Inside Outer Space Astronauts
Lights, cameras, green screen
On the day of shooting, I spruce up our bedroom and haul in the equipment. My bedroom is the only room in the house that has enough space to light a green screen and the actor, without any echo (my living room has tall ceilings). I set up the portable green screen against the far wall and set up a small 500-watt halogen work light.
I then squeeze in a chair between my bed and armoire so that it's stationed in front of the green screen. I then place a TV tray in front of the chair for the actor's script and a glass of water. I set up the high-definition camera (Panasonic HVX-200) on a tripod in front of the chair. The tripod is a special one because it allows the camera to be tilted 90 degrees. I shoot the actors with the camera tilted to one side because all I'm shooting is the head, and I've learned that people's heads are more tall than wide, so I zoom in and get the best resolution to work with, in high-quality 1080p HDTV.

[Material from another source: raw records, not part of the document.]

Issue #480, opened 2026-05-05
Fix VTXO persistence and ownership validation by transitioning to script-authoritative storage


pietro909:
Currently, the SDK uses the address bucket as the primary ownership key for VTXOs. This causes issues in environments like IndexedDB where duplicate outpoints can exist across different address buckets, leading to stale data winning deduplication or incorrect balance reporting. While SQLite and Realm use (txid, vout) as a primary key, they still rely on address-centric filtering which is fragile.

We propose a 3-tier plan to transition to script as the authoritative ownership key while maintaining backward compatibility with existing databases:

- [x] Tier 1: Runtime Safety (No Schema Changes) 
  * Introduce script-ownership helpers to filter reads and validate writes at the call site.
  * Implement a dual-mode validation policy: **background syncs (indexer/pollers) will warn and skip** malformed rows to maintain service continuity, while **user-initiated transaction/signing paths will throw** on script mismatches to prevent inconsistent state persistence.
  * Update ContractManager, ContractWatcher, and Service Worker handlers to filter all repository reads by the intended contract script.
  *  PR https://github.com/arkade-os/ts-sdk/pull/481

- [x] Tier 2: Script-Aware Repository API 
    * Extend WalletRepository with script-scoped methods: `getVtxosForScript`, `saveVtxosForScript`, and `deleteVtxosForScript`.
    * Implement these methods across all backends (IndexedDB, SQLite, Realm, In-Memory), utilizing existing script indexes for efficiency.
    * Migrate all contract-aware code to use these new methods, deprecating address-scoped VTXO APIs for everything except legacy migrations and boarding.
    * PR https://github.com/arkade-os/ts-sdk/pull/482

- [ ] **WON'T DO** ~~Tier 3: Idempotent Cleanup Migration~~
    * Implement a background or version-upgrade migration to evict legacy "impossible" duplicates (rows where the address does not decode to the stored script).
    * Establish deterministic rules for collapsing remaining duplicates to ensure a single, authoritative source of truth for every VTXO on disk.

## Update June 2026

Tier 3 is no longer needed for correctness: it's now optional disk-hygiene, and only meaningful for IndexedDB.
While doable and not too complex, it introduces a DB migration which is always a risk. 
I suggest to descope it only if needed in the future and close the issue which was about correctness (now fixed).

## Related PRs
- https://github.com/arkade-os/ts-sdk/pull/477 will help reconcile ghost unspent rows by upserting the `isSpent: true` property

[...]

PR #481, opened 2026-05-05
fix(vtxo): gate persisted VTXOs by owning script (Tier 1 of #480)

pietro909:
Adds vtxoOwnership helpers and applies them at every contract-scoped read/write site so legacy address buckets cannot leak wrong-script rows or win `txid:vout` dedup. 

Background sync writers warn-and-skip; user- initiated wallet write paths throw. 
No repository or schema changes.

## Summary by CodeRabbit

* **Bug Fixes**
  * Fixed incorrect attribution of virtual outputs to contracts; outputs are now properly validated and mapped only to their correct owning contract, even when multiple contracts share the same address.
  * Enhanced validation across wallet and contract operations to ensure data consistency and prevent legacy outputs from being persisted with wrong associations.

### DIFF
--- a/src/contracts/contractManager.ts
+++ b/src/contracts/contractManager.ts
@@ -23,6 +23,10 @@ import {
     cursorCutoff,
     getSyncCursor,
 } from "../utils/syncCursors";
+import {
+    filterVtxosForScript,
+    warnAndFilterVtxosForScript,
+} from "./vtxoOwnership";
 
 const DEFAULT_PAGE_SIZE = 500;
 
@@ -686,7 +690,10 @@ export class ContractManager implements IContractManager {
         const res = await Promise.all(
             contracts.map(({ script, address }) =>
                 this.config.walletRepository.getVtxos(address).then((vtxos) =>
-                    vtxos.map(
+                    // Address buckets may carry legacy duplicate rows from
+                    // other contracts that once shared the same address —
+                    // gate by script so the wrong-script row never wins.
+                    filterVtxosForScript(vtxos, script).map(
                         (vtxo) =>
                             ({
                                 ...vtxo,
@@ -786,9 +793,19 @@ export class ContractManager implements IContractManager {
         }
 
         for (const [addr, contractVtxos] of byContract) {
+            // The bucket is keyed by contract address, so the script filter
+            // here is the same as the contract's. Skip wrong-script rows
+            // rather than crash the reconcile loop.
+            const contract = contracts.find((c) => c.address === addr)!;
+            const filtered = warnAndFilterVtxosForScript(
+                contractVtxos,
+                contract.script,
+                "ContractManager.reconcilePendingFrontier"
+            );
+            if (filtered.length === 0) continue;
             await this.config.walletRepository.saveVtxos(
                 addr,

I have another halogen work light at work behind the camera, this one with two 500-watt lamps on them on an adjustable stand. I run a clip-on lavalier microphone over the actor to record the sound. The actor wears kelly-green t-shirts in order to match these green screen very closely. For motion-tracking, I take white label-paper and draw two small black squares surrounded by white and I stick them just under the actor's neck, on the shirt.
We then record through the shot list. Great care must be taken to make sure the eye-lines will match up as well as possible, and enough of a pause is taken for other characters to speak in the shot. I really have to concentrate to make sure the tone of both actors in a scene matches well, because we shoot every actor one-at-a-time, sometimes weeks and time-zones apart.